Records supplied: Begin

PR #64, opened 2021-10-20
Big Documentation Update

taylorbell57:
Partly addressing Issue #2, I've gone through and updated lots of the documentation to add my S2 work as well as update the S3-S4 documentation which was old from things I'd added and others had added. I also went through all of the S2-S4 files (except the WFC3 files) and edited the function/class docstrings so that they are all well formatted and uniformly formatted for the readthedocs page. I didn't yet do anything with the docstrings in the lib folder which has a tonne of files, but I figure people are less likely to directly edit/interact with these, so they're a lower priority to get documented. Some of the files will have not-so-great docstrings because I just didn't understand enough of what was going on in the function to make a useful docstring, so if you see something you know about that is poorly commented, please suggest or make an edit!

This edit also changes the copyright statement to reduce upkeep work and adds a copyright page where the main developers are called out by name and a link points to the GitHub contributors page.

The tutorials will need a significant edit at some point as well since S3-S4 have significantly changed (and are likely to keep changing at least some), and S2 has been added, and S1 will be added before long too.

Edits to the code itself have been very minimal - the only real changes were moving some tiny bits of code around to reduce the amount of repeated code.


docs/source/index.rst
```diff
@@ -1,20 +1,19 @@
...
-At the moment the package is under development, and currently works on NIRCam data only.
+``Eureka!`` will eventually be capable of reducing data from any JWST instrument and fitting light curves.
+At the moment the package is under heavy development, and currently works on NIRCam, NIRSpec, and MIRI data only.
 The code is not officially associated with JWST or the ERS team.
 
-The code is separated into three parts or "Stages":
+The code is separated into five parts or "Stages":
 
-- Stage 3: Starts with Stage 2 data and reduces the data (performs background subtraction, etc. in order to convert 2D spectra into 1D information)
+- Stage 1: An optional step which calibrates Raw data (converts ramps to slopes). This step can be skipped if you'd rather use STScI's JWST pipeline's Stage 1 outputs.
```
kevin218, line 14: An optional step *that* calibrates

docs/source/index.rst
```diff
@@ -1,20 +1,19 @@
...
+- Stage 2: An optional step which calibrates Stage 1 data (performs flatfielding, unit conversion, etc.). This step can be skipped if you'd rather use STScI's JWST pipeline's  Stage 2 outputs.
+- Stage 3: Starts with Stage 2 data and reduces the data (performs background subtraction, etc.) in order to convert 2D spectra into 1D information
```
kevin218, line 16: in order to convert 2D spectra into *a time-series of 1D spectra*

eureka/S3_data_reduction/background.py
```diff
@@ -139,26 +152,13 @@ def fitbg(dataim, mask, x1, x2, deg=1, threshold=5, isrotate=False, isplots=Fals
...
                     #Use coefficients from previous row
                 else:
                     # Fit along spatial direction with a polynomial of degree 'deg'
                     coeffs    = np.polyfit(goodxvals, dataslice, deg=degs[j])
                     # Evaluate model at goodexvals
                     model     = np.polyval(coeffs, goodxvals)
-                    #model = smooth.smooth(dataslice, window_len=window_len, window=windowtype)
-                    #model = sps.medfilt(dataslice, window_len)
-                    '''
-                    if isplots == 6:
```
kevin218, line 153: Rather than removing code for this figure, we should make sure it works for Eureka!

eureka/S3_data_reduction/background.py
```diff
@@ -198,108 +197,4 @@ def fitbg(dataim, mask, x1, x2, deg=1, threshold=5, isrotate=False, isplots=Fals
         bg   = (bg.T)
         mask = (mask.T)
 
-    return bg, mask #,variance
-
-# STEP 3: Fit sky background with out-of-spectra data
-def fitbg2(dataim, mask, bgmask, deg=1, threshold=5, isrotate=False, isplots=False):
```
kevin218, line 204: `fitbg2` will likely be needed for NIRISS data reduction, so best to leave it in.

kevin218 (changes requested):

docs/source/ecf.rst
```diff
@@ -240,30 +271,79 @@ The names of the the files needed are given in the header as ``hdulist[0].header
...
 wave_min & wave_max
-'''''''''''''''''''''''
-
+''''''''''''''''''''
 Start and End of the wavelength range being considered
 
 
+allapers
+'''''''''
+If True, run S4 on all of the apertures considered in S3. Otherwise will use the only or newest S3 outputs found in the inputdir
```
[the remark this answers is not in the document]
taylorbell57: How about the following:

If True, run S4 on all of the apertures considered in S3. Otherwise the code will use the only or newest S3 outputs found in the inputdir. To specify a particular S3 save file, ensure that "outputdir" points to the procedurally generated folder containing that save file (e.g. set outputdir to /Data/JWST-Sim/NIRCam/Stage3/S3_2021-11-08_nircam_wfss_ap10_bg10_run1/).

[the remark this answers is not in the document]
kevin218: In thinking more about this, the results from running S3 with each aperture/bg size are saved into individual folders, so there will never be an instance where multiple save files are located in the same directory.  If `allapers == True`, how do we efficiently track down all of the S3 save files in different directories?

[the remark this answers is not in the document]
taylorbell57: There's two things I want to clarify here. The first is that I typically don't specify the inputdir to that level of precision (aka I set inputdir to just /Data/JWST-Sim/NIRCam/Stage3/, not /Data/JWST-Sim/NIRCam/Stage3/S3_2021-11-08_nircam_wfss_ap10_bg10_run1/). This means I don't need to update my ecf every single time I run the code since it will just use the newest one, but if I want to consider a specific run then you can give that level of precision in your inputdir variable. Second, the code uses the metadata file to figure out what folders the other aperture pairs would be located in by reusing the same code that created those different folders in the first place.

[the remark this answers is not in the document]
taylorbell57: The code that does this job of locating the other aperture folders is on this line: https://github.com/kevin218/Eureka/blob/a9f683bd7fc79d6fe3f2ba8debc334985ab18d1a/eureka/S4_generate_lightcurves/s4_genLC.py#L141

eureka/S3_data_reduction/background.py
taylorbell57: How does this plot differ from the one on this line:
https://github.com/kevin218/Eureka/blob/a9f683bd7fc79d6fe3f2ba8debc334985ab18d1a/eureka/S3_data_reduction/background.py#L184

Do we want to be keeping both or just one?

eureka/S3_data_reduction/background.py
taylorbell57: Okay, is there some more detailed information I can put into the docstrings to specify why one might choose fitbg2 over fitbg?

docs/source/ecf.rst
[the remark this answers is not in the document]
kevin218: Ok, this makes a lot more sense.  I'm good with the proposed changes.

eureka/S3_data_reduction/background.py
kevin218: Ah ha, that'll do.  No need for both.

eureka/S3_data_reduction/background.py
kevin218: fitbg2 uses bgmask, a mask for the background region! It enables fitting more complex BG regions than simply above or below a given distance from the trace.  This will help mask the 2nd and 3rd orders of NIRISS.

PR #85, opened 2022-01-05
BIG TESTING UPDATE: Read for more info

gianninapr:
Hello everybody! In this pull request we have a test for NIRCam up and running. These tests are intended for anyone who is uploading new code to run them and verify that none of their changes have broken the basic functionality of the code (a common example: changes in function names, etc). **It is recommended everyone runs this test whenever they upload new code**. The reason behind this is to make the workflow between collaborators easier, and to be thoughtful of everyone who will use your new code so they don't have to track down small changes and bugs. 

**HOW TO RUN TESTS**
----------------------------------

1. Make sure you're in the eureka/tests folder
2. run 'pytest'
3. If you wish to only run the NIRCam test: pytest -k test_NIRCam

**What about NIRSpec and MIRI?**
-----------------------------------------------
The full code functionality of NIRSpec and MIRI runs is still being tested. The need for smaller files for test runs for NIRSpec and MIRI is still a task at hand, and issue #86 was opened pertaining errors with NIRSpec data, therefore there isn't any working NIRSpec and MIRI tests yet, despite being written into the test file (commented out). But @jbrande will be helping with that.

**RUNDOWN OF CHANGES IN THIS PR**
------------------------------------------------------

- `modified:   ../../demos/S3/S3_template.ecf` - added 'save_output' meta parameter in order to allow tests to still save outputs necessary for also running S4 tests. Controls whether S3 outputs will be saved into files
- `modified:   ../S3_data_reduction/s3_reduce.py` - inlcudes save_output option in order to allow tests to still save S3 outputs (see above)
- `modified:   ../S4_generate_lightcurves/s4_genLC.py` - included aperture values for S4 output filenames (such that it matches the naming case from S3) *see lines 146,147*
- `modified:   ../lib/util.py` - updated description of path function from 'create path' to 'reads path'
- `modified:   test_general.py` - the meat of this PR: where all the new tests are written


eureka/tests/test_general.py
```diff
@@ -0,0 +1,159 @@
...
+        print("NIRCam test:")
+
+    # explicitly define meta variables to be able to run pathdirectory fn locally
+    meta.eventlabel='NIRCam'
+    meta.topdir='../tests'
+
+    # run S3 and S4
+    reload(s3)
+    reload(s4)
+    ev3 = s3.reduceJWST(meta.eventlabel)
```
kevin218, line 70: To avoid confusion, rename `ev3` to `s3_meta`

kevin218 (changes requested):

gianninapr:
**Note for light curve tests**
-------------------------------------
Currently the light curve fitting test does not run (check lines 36-62 in `test_lightcurve_fitting.py`) and has therefore been commented out. Since only a single function of Stage 5 is being run (`lc.fit`) and not the whole S5 process, the metadata from `S5_NIRCam.ecf` and `S5_fit_par.ecf` is not being read into the function properly. The metadata will have to be parsed explicitly for the test to run correctly (or the test will need to be restructured).

taylorbell57:
Just took a look through your work (without running it locally) and things look good to me at this point. I can work on getting a small MIRI/LRS test file generated and run through your test code in the next few days.

One good thing to add (can be done in another PR by @jbrande) would be testing of S2 (and S1 once it is merged in). Since there aren't many python interpretable outputs from S1 and S2, it might be the case that testing them is not so meaningful - that's something we can discuss.

gianninapr:
@taylorbell57 I agree it would be nice to have these! We'd need raw files for NIRCam and other instruments to have it go through the entire pipeline, and we'd need to verify they work. (As of right now NIRSpec is having problems with the files we had to run through stage 2 for example). I'll be around if my help is needed but I'm passing the baton to @jbrande since I have to focus in my main project this semester :)

gianninapr:
Added documentation about the tests and how to run them

kevin218 (approved):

Records supplied: End

▶ [Exercise] From the line with "light curve tests**" to the final line of the entries above, return every line exactly as written.

▶ [Expected answer]
**Note for light curve tests**
-------------------------------------
Currently the light curve fitting test does not run (check lines 36-62 in `test_lightcurve_fitting.py`) and has therefore been commented out. Since only a single function of Stage 5 is being run (`lc.fit`) and not the whole S5 process, the metadata from `S5_NIRCam.ecf` and `S5_fit_par.ecf` is not being read into the function properly. The metadata will have to be parsed explicitly for the test to run correctly (or the test will need to be restructured).

taylorbell57:
Just took a look through your work (without running it locally) and things look good to me at this point. I can work on getting a small MIRI/LRS test file generated and run through your test code in the next few days.

One good thing to add (can be done in another PR by @jbrande) would be testing of S2 (and S1 once it is merged in). Since there aren't many python interpretable outputs from S1 and S2, it might be the case that testing them is not so meaningful - that's something we can discuss.

gianninapr:
@taylorbell57 I agree it would be nice to have these! We'd need raw files for NIRCam and other instruments to have it go through the entire pipeline, and we'd need to verify they work. (As of right now NIRSpec is having problems with the files we had to run through stage 2 for example). I'll be around if my help is needed but I'm passing the baton to @jbrande since I have to focus in my main project this semester :)

gianninapr:
Added documentation about the tests and how to run them

kevin218 (approved):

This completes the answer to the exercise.